A solvent, like water, is the medium we use to dissolve and "hold" many things. For example, if you take a teaspoon of salt and stir it into a glass of water, you have created a salt solution, water is the solvent and the salt is the solute. Solvents are important in that they stablise a substance without reacting with it, they provide a surrounding medium to which we can add other things.

To act as a solvent in our everyday lives there needs to be a great deal of the solvent. Water is abundant, I can't think of anything else that is liquid and available in the quantites required. What else could possibly be a solvent for life? Examples of less ubiquitous solvents include oils, honey, petrochemicals all of which have to be grown (sunflower oil), made (by honey bees) or dug up and refined (like petrol).

Water is a fantastic solvent, but how does it work?

Water molecules are very small and they can arrange themselves around another molecule (or solute) very easily.

The diagram to the left shows the original picture of water and next to it is a new simplified depiction of water. The "bunny ears" of electron density are represented by the "delta minus" δ− near the O-atom, and the H-atoms now have δ+ meaning they are slightly positively charged. We use the delta symbol because this is not a whole unit of charge, but some amount less than this. We now reserve the plus or minus symbol inside a circle to represent a whole unit of charge, +1 or -1.

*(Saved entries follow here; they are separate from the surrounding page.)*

PR #6141, opened 2021-08-02
Feature: add dependent validation - run a dependent field's validation after another field's validation runs

rosemariesadler:
* Relevant Discussion: https://github.com/react-hook-form/react-hook-form/discussions/5597
* Register gets a new option: deps, which is an arry of field names. When these dependent fields run their validation, the registered field will also run its validation.
* This is useful for things like making sure passwords match and having one of three fields not be empty
* I added cypress tests instead of unit tests - following the pattern I saw for other validation testing
* I'm unfamiliar with TypeScript, so I may have messed up the types here - please forgive if something is missing or incorrect.


src/__tests__/useForm.test.tsx
```diff
@@ -1074,16 +1076,36 @@ describe('useForm', () => {
...
+            ref: {
+              name: 'test1',
+            },
+          },
+        };
+
         expect(resolver).toHaveBeenNthCalledWith(3, defaultValues, undefined, {
           criteriaMode: undefined,
-          fields,
+          fields: fields2,
```
rosemariesadler, line 1108: This is something I couldn't figure out with Typescript - I wanted to just add hasValidated to test1 here, but I was getting some kind of typescript error about it and I couldn't figure out how to resolve it. So I'm sure there's a better way to do this.

bluebill1049:
This is awesome! I will help on this PR tonight and making some minor adjustments 👍

bluebill1049:
I made the change so it only affects the `register` API without touching the `trigger` for now.

src/logic/createFormControl.ts
```diff
@@ -504,6 +505,10 @@ export function createFormControl<
           values: getValues(),
         });
 
+      if (field._f.deps) {
+        trigger(field._f.deps as FieldPath<TFieldValues>[]);
```
rosemariesadler, line 509: I see that you removed the `hasValidated` check that I had added. This means that even if the field hasn't been touched, its validation will still run and show up - is that what we want, or would it be better to let it run its own validation the first time around and then update it every time a dependency updates?

rosemariesadler:
> I made the change so it only affects the `register` API without touching the `trigger` for now.

Thanks so much for your help on this! 

I'm thinking about this - if we don't touch trigger, then we won't have the ability to cascade dependencies - which could get us stuck in an infinite loop if the consumer creates a loop of dependencies. And normally if a consumer is calling trigger, we can just call it for the dependencies as well.

bluebill1049:
thanks @rosemariesadler can you share an example: 

> I'm thinking about this - if we don't touch trigger, then we won't have the ability to cascade dependencies - which could get us stuck in an infinite loop if the consumer creates a loop of dependencies. And normally if a consumer is calling trigger, we can just call it for the dependencies as well. I like it!

bluebill1049:
If everything goes well, let's merge this after 7.13.0 is out and making this a new feature at 7.14.0

rosemariesadler:
> thanks @rosemariesadler can you share an example:
> 
> > I'm thinking about this - if we don't touch trigger, then we won't have the ability to cascade dependencies - which could get us stuck in an infinite loop if the consumer creates a loop of dependencies. And normally if a consumer is calling trigger, we can just call it for the dependencies as well. I like it!

Yes, so the situation you helped us avoid with your changes goes something like this:
```
<input {...register('firstName', { deps: ['title'] )} />
<input {...register('lastName', { deps: ['firstName'] })} />
<input {...register('title', { deps: ['lastName'] })} />
```
If we were to update `trigger` to also call dependent validation, when `firstName` changes, it will cause `lastName` to also validate, which would then cause `title` to validate, which would then cause `firstName` to valiate again into an infinite loop. I don't think a consumer would intentionally do this, but it could cause problems. I do think that if a user were to manually call `triggger`, they could call it with nothing to validate the entire form, or call it with all three fields.

rosemariesadler:
> If everything goes well, let's merge this after 7.13.0 is out and making this a new feature at 7.14.0

Sounds fantastic. Thank you!

bluebill1049 (approved):

src/logic/createFormControl.ts
bluebill1049: oh looks like I miss this comment, I think let's keep this one simple this will be just a simple `trigger` inside, if users want to have specific behaviour it's better to include logic at their app level.

bluebill1049:
```tsx
const { register, formState } = useForm({ mode: 'onTouched' })

<input {...register('test', { deps: 'test1' })} />
{formState.touchedFields.test1 && formState.errors.test1 && <p>Error</p>}

<input {...register('test1')} /> 
```

bluebill1049:
Amazing work @rosemariesadler! merged and let's roll it out in 7.14.0

rosemariesadler:
Thank you!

Water molecules are polar, the positive end is attracted to negative charges in the solute and the negative end is attracted to positive charges in the solute. You can see this in the diagrams to the left. Here the slightly positive H-atoms point at the negative Cl anion, and the slightly negative O-atoms point at the positive Na cation. These are ionic interactions they involve charges rather than a sharing of electrons.

Remember also that these are "cartoon" images and the water actually surrounds the ion in 3-dimensions, the water forms a rough sphere around each ion. We call this the first solvation sphere.

Also in tese cartoons I've only drawn in the water molecules interacting with the ion, there are still more water molecules out beyond the ones I've explicitly represented. Once we move to 3d the "picture" becomes much more complex, as shown in the image to the right.

Then, don't forget that water is a dynamic solvent and the water molecules are always moving, breaking and forming H-bonds, this is represented in the animation below, which is taken from a simulation of water around a chloride anion. The white dashed lines which apear and disapear are the H-bonds forming and breaking over time.